If you are on the left side of the aisle and are not disturbed by this modern
day McCarthyism because you are absolutely certain you are 'right', you need
to review what was 'right' in past days and realize it is all relative and
will change. Persist in smothering free speech and you'll end up as tomorrow's
Nazi.

------
cm2187
Two thoughts:

1\. I have the feeling that this is not limited to the silicon valley. It
feels very similar in my industry (banking) and I assume some other industries
too.

2\. I think there is more than one force at hand. A more militant liberalism
may be one force but I can think of another major one: social medias.
Basically an army of "anonymous" twitter / facebook / other accounts (they may
not be individually anonymous but together they are), waiting for any pretext
to shout their indignation, always looking for new ways to be offended. I
don't think the population and opinions behind is a new evolution, but it just
has a very powerful way to express itself now, by inundating social medias
with angry comments, memes, effectively running virtual mob-lynchings.
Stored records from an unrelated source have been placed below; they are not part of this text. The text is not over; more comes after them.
PR #436, opened 2020-07-13
Test: duplicate words check (with fixes for existing duplicates)

harding:
I appear to to have a a problem typing the the same word twice.  @adamjonas has has been catching most of of these, but but hopefully this this test will allow me to to address my own failings.

Test produced one false positive on on our existing documents, which I addressed with with a small rewrite.

### DIFF
--- a/Makefile
+++ b/Makefile
@@ -32,6 +32,21 @@ test-before-build:
 	## Check for unnecessarily fully qualified URLs (breaks local previews and internal link checking)
 	! git --no-pager grep -- '^\[.*]: https://bitcoinops.org' | grep -v skip-test | grep .
 	! git --no-pager grep -- '](https://bitcoinops.org' | grep -v skip-test | grep .
+	## Check for duplicate words
+	@ ## Only applies to *.md files
+	@ ## Add <!-- skip-duplicate-words-test --> to same line to skip this test
+	@ ## Ignores any strings with non alphabetical characters
+	export LC_ALL=C ; ! git ls-files '*.md' | while read file ; do \
+	    cat $$file \
+	      | sed '/skip-duplicate-words-test/d' \
+	      | sed '/^#/d' \
+	      | tr ' ' '\n' \
+	      | sed 's/ *//g;' \
+	      | sed 's/^.*[^a-zA-Z].*/ /; /^$$/d;' \
+	      | uniq -d \
+	      | sed '/^ $$/d' \
+	      | sed "s|.*|Duplicate word in $$file: &|" ; \
+	done | grep .
 
 	## Check that newly added or modifyed PNGs are optimized
 	_contrib/travis-check-png-optimized.sh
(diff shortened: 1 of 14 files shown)


Makefile
```diff
@@ -32,6 +32,19 @@ test-before-build:
 	## Check for unnecessarily fully qualified URLs (breaks local previews and internal link checking)
 	! git --no-pager grep -- '^\[.*]: https://bitcoinops.org' | grep -v skip-test | grep .
 	! git --no-pager grep -- '](https://bitcoinops.org' | grep -v skip-test | grep .
+	## Check for duplicate words
+	@ ## Only applies to *.md files
+	@ ## Add <!-- skip-test --> to same line to skip this test
```
jnewbery, line 37: Perhaps change this to skip-duplicate-words-test or similar in case we add any more linters.

bitschmidty:
On OSX (10.15.5) this resulted in a series of 

`sed: RE error: illegal byte sequence`

outputs when building. 

Troubleshooting via https://stackoverflow.com/questions/19242275/re-error-illegal-byte-sequence-on-mac-os-x/23584470 by prefixing sed commands with locale related variables at the moment. To no avail yet.

harding:
@bitschmidty do you have the `iconv` command available on macos?  If so, you can replace the `cat` command in the test with `iconv -f UTF-8`, which should convert any UTF-8 document to your current locale.

(I can't easily replicate your problem here---I'm using GNU sed, which seems to ignore most locale problems, but you're presumably using BSD/Darwin sed, which is apparently more picky about its input.

bitschmidty:
@harding I do have `iconv` here. However replacing cat with `iconv -f UTF-8` still yields the slew of `sed: RE error: illegal byte sequence` messages

Removing the last `g` from `	      | sed 's/\>/\n/g; s/ *//g;' \` resolves the error messages, but I am not exactly sure why. But perhaps a clue?

harding:
@bitschmidty 

> Removing the last g from | sed 's/\>/\n/g; s/ *//g;' \ resolves the error messages, but I am not exactly sure why. But perhaps a clue?

That's good detective work.  Some suggestions:

Can you edit the Makefile on your system and put `echo $$file ; \` on the line above `cat $$file \`?  That should print each file name before it's processed and the error is generated, allowing you to see which files have issues.

Once you identified a file, you can try narrowing down which line has problems.  Using a normal command prompt (not via the Makefile), try running the problem command on the file by itself, e.g. if the file is `foo.md`, try: `sed 's/ *//g;' foo.md`.  If that prints the same error as before, then you can try checking each individual line.  For example, `file=foo.md ; for i in $( seq $( cat $file | wc -l ) ) ; do echo $i ; head -n$i $file | sed 's/ *//g' > /dev/null || break ; done`

When you know what line is having problems, you can look at it in your text editor to see if you can find the problem.

bitschmidty:
ACK f42afa5a374dab49fb7dd0148723364ef033a19f

@harding latest checks work for me! Thanks for troubleshooting with me

harding:
@bitschmidty thanks for the careful review and for testing over and over and over again!

Makefile
jnewbery: @harding do you think this is worth updating?

jnewbery: ha. You just did. Thanks!

jnewbery:
Thanks for persisting with this @bitschmidty and @harding !

PR #443, opened 2020-07-28
Mention c-lightning adding multipath payments

laanwj:
Add a link to item mentioning the c-lightning PR to the list of mentions.

### DIFF
--- a/_topics/en/multipath-payments.md
+++ b/_topics/en/multipath-payments.md
@@ -58,6 +58,10 @@ primary_sources:
 ## Optional.  Each entry requires "title", "url", and "date".  May also use "feature:
 ## true" to bold entry
 optech_mentions:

This is combined with a traditional bias in medias to give some legitimacy to
"the street", i.e. if enough people are demonstrating, vociferating slogans,
they are deemed to somehow be representative of the opinion of the population
when in reality they only represent the opinion of this limited group. Combine
that bias with social medias, and medias tend to report these outrages as a
mainstream opinion, even if it is only that of a vocal minority, adding their
own weight to the lynching. I don't think we should give much credit to these
social media storms, no more than an angry mob should be a party to a
civilized debate.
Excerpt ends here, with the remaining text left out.